PR #2829, opened 2019-02-25
avoid warning in gravity point postprocessor

tjhei:
I am getting warnings about un-initialized variables for the dim=2
instantiation that doesn't work anyways. Fix this.

### DIFF
--- a/source/postprocess/gravity_point_values.cc
+++ b/source/postprocess/gravity_point_values.cc
@@ -53,6 +53,7 @@ namespace aspect
     {}
 
 
+
     template <int dim>
     std::pair<std::string,std::string>
     GravityPointValues<dim>::execute (TableHandler &)
@@ -60,6 +61,7 @@ namespace aspect
       AssertThrow(false, ExcNotImplemented());
       return std::pair<std::string,std::string>();
     }
+
 
 
     template <>
@@ -408,6 +410,8 @@ namespace aspect
       return std::pair<std::string, std::string> ("gravity computation file:",filename);
     }
 
+
+
     template <int dim>
     void
     GravityPointValues<dim>::declare_parameters (ParameterHandler &prm)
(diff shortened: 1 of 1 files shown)


source/postprocess/gravity_point_values.cc
```diff
@@ -52,10 +52,22 @@ namespace aspect
...
+      AssertThrow(false, ExcNotImplemented());
+      return std::pair<std::string,std::string>();
+    }
+
+
+    template <>
+    std::pair<std::string,std::string>
+    GravityPointValues<3>::execute (TableHandler &)
+    {
+      const int dim = 3;
```
gassmoeller: `const unsigned int`

source/postprocess/gravity_point_values.cc
```diff
@@ -52,10 +52,22 @@ namespace aspect
       output_file_number (numbers::invalid_unsigned_int)
     {}
 
+
```
gassmoeller: I think we usually have 3 empty lines between functions (here and below).

source/postprocess/gravity_point_values.cc
tjhei: Interesting point. We normally use unsigned ints, but our template parameters are always
```
template <int dim>
```
It looks like we mostly use signed ints in ASPECT in this situation, but ~75% unsigned inside deal.II:
```
$ grep "const int dim" -r deal-git/source/ | wc -l
25
$ grep "const unsigned int dim" -r deal-git/source/ | wc -l
87
```
I will summon @bangerth for his opinion. :-)

gassmoeller:
Ok, lets not delay this PR further because of a not crucial discussion about `int` vs `unsigned int`. The content of the PR is definitely correct. We can think separately about unifying the templates if we ever want to. Thanks for the fix.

> **Task prompt**: Go through the listing above and copy each line exactly.

> **Solution**:
PR #2829, opened 2019-02-25
avoid warning in gravity point postprocessor

tjhei:
I am getting warnings about un-initialized variables for the dim=2
instantiation that doesn't work anyways. Fix this.

### DIFF
--- a/source/postprocess/gravity_point_values.cc
+++ b/source/postprocess/gravity_point_values.cc
@@ -53,6 +53,7 @@ namespace aspect
     {}
 
 
+
     template <int dim>
     std::pair<std::string,std::string>
     GravityPointValues<dim>::execute (TableHandler &)
@@ -60,6 +61,7 @@ namespace aspect
       AssertThrow(false, ExcNotImplemented());
       return std::pair<std::string,std::string>();
     }
+
 
 
     template <>
@@ -408,6 +410,8 @@ namespace aspect
       return std::pair<std::string, std::string> ("gravity computation file:",filename);
     }
 
+
+
     template <int dim>
     void
     GravityPointValues<dim>::declare_parameters (ParameterHandler &prm)
(diff shortened: 1 of 1 files shown)


source/postprocess/gravity_point_values.cc
```diff
@@ -52,10 +52,22 @@ namespace aspect
...
+      AssertThrow(false, ExcNotImplemented());
+      return std::pair<std::string,std::string>();
+    }
+
+
+    template <>
+    std::pair<std::string,std::string>
+    GravityPointValues<3>::execute (TableHandler &)
+    {
+      const int dim = 3;
```
gassmoeller: `const unsigned int`

source/postprocess/gravity_point_values.cc
```diff
@@ -52,10 +52,22 @@ namespace aspect
       output_file_number (numbers::invalid_unsigned_int)
     {}
 
+
```
gassmoeller: I think we usually have 3 empty lines between functions (here and below).

source/postprocess/gravity_point_values.cc
tjhei: Interesting point. We normally use unsigned ints, but our template parameters are always
```
template <int dim>
```
It looks like we mostly use signed ints in ASPECT in this situation, but ~75% unsigned inside deal.II:
```
$ grep "const int dim" -r deal-git/source/ | wc -l
25
$ grep "const unsigned int dim" -r deal-git/source/ | wc -l
87
```
I will summon @bangerth for his opinion. :-)

gassmoeller:
Ok, lets not delay this PR further because of a not crucial discussion about `int` vs `unsigned int`. The content of the PR is definitely correct. We can think separately about unifying the templates if we ever want to. Thanks for the fix.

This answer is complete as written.